Ok ja, habe ich verstanden. Ich habe Schmerz und Wut in mir. Aber wo fange ich an?

Stell dir einen Rucksack vor, voll gepackt mit Steinen - grossen, kleinen, alle Formen und Farben...

Ganz intuitiv würde ich von oben herab die Steine rausnehmen und sobald sich die grösseren Steine zeigen, würde ich die grossen Brocken herausnehmen. So habe ich direkt weniger Ballast zum rumschleppen und mehr Energie.


Eigentlich fühle ich mich aber ganz wohl mit dem Ballast, ich will nicht auf meine grossen Steine im Rucksack sehen und den Schmerz wieder spüren, den er mir verursacht.

Du darfst den Ballast auch behalten und deinen schweren Rucksack weitertragen. Aber möchtest du nicht die wundervollen Dinge, die dir im Leben widerfahren - die unglaublichen Wunder, mit Leichtigkeit und voller Freude erleben?

Kann es sein, dass du dich auch wohlfühlst in deiner Opferrolle? Du dir so Gründe zurechtlegen kannst, warum du etwas nicht schaffen kannst? Ist es nicht bequemer und praktisch? Bekommst du dadurch vielleicht auch Aufmerksamkeit, die du dir so ersehnst? Ich wollte die Punkte lange nicht hören und doch haben sie mich angesprochen.


Einfach ist anders, ganz klar.


Es gibt aber Momente im Leben, da fällt das Loslassen (Sei es Gewicht, emotionaler Belast, schlechte Gewohnheiten etc. ) von Natur aus leichter. Denken wir doch mal an das Jahresende... ein Jahr geht zu Ende und wir haben das Bedürfnis, uns von Dingen, Situationen zu trennen und fokussieren uns auf etwas neues.
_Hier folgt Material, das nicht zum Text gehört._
PR #1314, opened 2026-07-26
feat(spdk): wire backpressure into qpair operations

thuongle2210:
# Summary
- Implements blocking backpressure in `QpairPool::acquire()` to handle qpair pool exhaustion gracefully. When a controller reaches its per-qpair capacity limit, acquisition is blocked (with 30-second timeout) until a previously acquired qpair is released back to the pool. This prevents immediate allocation failures under high concurrency.
- Resolves for issue #1076
- Based on pr #1313

# Change
### 1. Condvar-based Blocking (`QpairPool`)
- New field: `notify: Condvar` - wakes blocked acquirers when qpair is released
- New field: `shutdown: AtomicBool` - rejects new acquisitions during shutdown
- Timeout constant: `ACQUIRE_TIMEOUT = 30s` (configurable future work)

Wir müssen aber nicht warten bis zum 31. Dezember. Monat für Monat schenkt uns der Mond Kraft zum Loslassen. Hast du nicht auch schon bemerkt, dass du bei abnehmendem Mond weniger schnell zunimmst oder dass du müder bist? Sensibler und emotional geladen? Spürst du eine Leere? Die Zeit vor und bis zu Neumond können wir nutzen, um alles, was nicht mehr passt, loszulassen. Energetisch gesehen fällt es uns in dieser Zeit leichter, uns von Menschen, Dingen, Emotionen, Gewohnheiten, die uns nicht mehr gut tun, zu trennen.


Auch der Monatszyklus der Frau schenkt uns diese Energie... deshalb zum Teil auch die Regelschmerzen. Nicht immer sind es auch körperliche Ursachen Grund für unsere körperliche Schmerzen.. manchmal sind es auch aufgestaute Emotionen, unverarbeiteter Schmerz, der noch Sitzt und der Körper gibt uns das Signal, dass Zeit ist loszulassen.


Versuchs doch mal: Schreib dir in dieser Zeit am besten auf, was gerade in dir hochkommt. Welche Gefühle zeigen sich? Wovon willst du dich endlich trennen? Wenn sich mir besondere Themen zeigen, notiere ich mir alles auf ein Blatt Papier, ich schreibe alles auf, alles! Und bin ich bereit alles loszulassen ? So habe ich mir ein Ritual eingeführt und verbrenne die Liste in der Nacht von Neumond. Für mich ist das Ritual ein Symbol für mein Loslassen. Vielleicht brauchst du kein Ritual. Oder hast du ein anderes Ritual für dich gefunden? Oder was hilft dir allgemein beim Loslassen?